Collected data entries:
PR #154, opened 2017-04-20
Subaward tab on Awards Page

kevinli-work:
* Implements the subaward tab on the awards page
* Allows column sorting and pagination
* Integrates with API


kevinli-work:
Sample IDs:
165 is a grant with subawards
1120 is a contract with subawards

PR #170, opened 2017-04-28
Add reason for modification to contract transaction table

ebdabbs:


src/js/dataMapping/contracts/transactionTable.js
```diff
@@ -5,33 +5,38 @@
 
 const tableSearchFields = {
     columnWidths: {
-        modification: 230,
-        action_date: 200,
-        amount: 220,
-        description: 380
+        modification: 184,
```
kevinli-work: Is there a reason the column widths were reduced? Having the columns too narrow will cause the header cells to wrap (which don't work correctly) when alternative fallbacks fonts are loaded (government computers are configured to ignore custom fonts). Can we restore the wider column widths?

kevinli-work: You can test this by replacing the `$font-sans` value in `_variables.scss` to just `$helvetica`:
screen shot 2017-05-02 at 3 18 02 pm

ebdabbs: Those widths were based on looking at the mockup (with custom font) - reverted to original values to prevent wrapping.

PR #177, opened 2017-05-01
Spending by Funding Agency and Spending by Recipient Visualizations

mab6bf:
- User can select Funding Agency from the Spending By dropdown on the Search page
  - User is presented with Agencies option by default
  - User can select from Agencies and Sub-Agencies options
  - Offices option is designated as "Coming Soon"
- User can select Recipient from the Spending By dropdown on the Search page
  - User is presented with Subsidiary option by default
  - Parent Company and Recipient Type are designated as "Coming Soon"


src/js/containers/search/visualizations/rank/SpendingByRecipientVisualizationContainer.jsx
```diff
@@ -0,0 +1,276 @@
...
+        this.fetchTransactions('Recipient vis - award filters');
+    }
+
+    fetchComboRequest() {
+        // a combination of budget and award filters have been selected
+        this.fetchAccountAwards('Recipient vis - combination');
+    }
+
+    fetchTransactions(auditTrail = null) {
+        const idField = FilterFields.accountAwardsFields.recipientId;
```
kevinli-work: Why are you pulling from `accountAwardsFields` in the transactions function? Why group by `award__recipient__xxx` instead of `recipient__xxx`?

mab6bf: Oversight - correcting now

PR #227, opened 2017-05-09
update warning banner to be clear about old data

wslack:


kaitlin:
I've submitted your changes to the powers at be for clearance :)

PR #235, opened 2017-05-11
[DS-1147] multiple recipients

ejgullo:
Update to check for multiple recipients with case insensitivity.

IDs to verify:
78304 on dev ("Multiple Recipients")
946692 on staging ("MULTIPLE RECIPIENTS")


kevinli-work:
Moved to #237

...

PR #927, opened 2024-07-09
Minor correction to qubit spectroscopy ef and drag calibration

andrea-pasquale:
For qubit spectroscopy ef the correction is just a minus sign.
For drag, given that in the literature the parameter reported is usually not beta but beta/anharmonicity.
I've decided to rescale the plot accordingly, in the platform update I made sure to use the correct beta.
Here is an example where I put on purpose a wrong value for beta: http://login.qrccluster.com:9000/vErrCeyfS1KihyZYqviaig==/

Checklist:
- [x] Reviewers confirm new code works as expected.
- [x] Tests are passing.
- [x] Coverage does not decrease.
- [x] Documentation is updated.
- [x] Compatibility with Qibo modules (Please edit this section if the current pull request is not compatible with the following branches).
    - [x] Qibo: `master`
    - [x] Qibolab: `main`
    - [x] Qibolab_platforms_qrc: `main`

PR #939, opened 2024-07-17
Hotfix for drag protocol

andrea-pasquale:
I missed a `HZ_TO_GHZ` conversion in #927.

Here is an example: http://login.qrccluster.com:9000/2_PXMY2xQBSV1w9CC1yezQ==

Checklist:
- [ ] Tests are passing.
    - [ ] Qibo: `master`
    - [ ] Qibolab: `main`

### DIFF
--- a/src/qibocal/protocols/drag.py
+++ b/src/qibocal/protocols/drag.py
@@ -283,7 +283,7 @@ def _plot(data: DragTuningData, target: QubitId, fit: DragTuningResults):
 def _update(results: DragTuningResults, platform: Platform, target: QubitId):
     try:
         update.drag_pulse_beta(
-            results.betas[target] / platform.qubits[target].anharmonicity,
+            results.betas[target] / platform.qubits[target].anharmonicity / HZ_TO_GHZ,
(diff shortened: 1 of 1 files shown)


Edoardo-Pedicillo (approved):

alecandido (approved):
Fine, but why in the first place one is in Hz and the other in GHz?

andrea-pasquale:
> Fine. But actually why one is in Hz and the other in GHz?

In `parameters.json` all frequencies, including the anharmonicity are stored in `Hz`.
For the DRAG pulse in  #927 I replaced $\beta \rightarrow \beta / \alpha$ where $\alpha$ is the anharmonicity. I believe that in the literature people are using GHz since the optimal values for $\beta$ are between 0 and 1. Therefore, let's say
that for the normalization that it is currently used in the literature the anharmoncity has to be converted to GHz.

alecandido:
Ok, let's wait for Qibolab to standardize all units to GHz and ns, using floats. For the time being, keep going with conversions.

(What to work on): The lines holding the word "passing" are the answer. Find them in the entries and copy them.

(Task output):
- [x] Tests are passing.
- [ ] Tests are passing.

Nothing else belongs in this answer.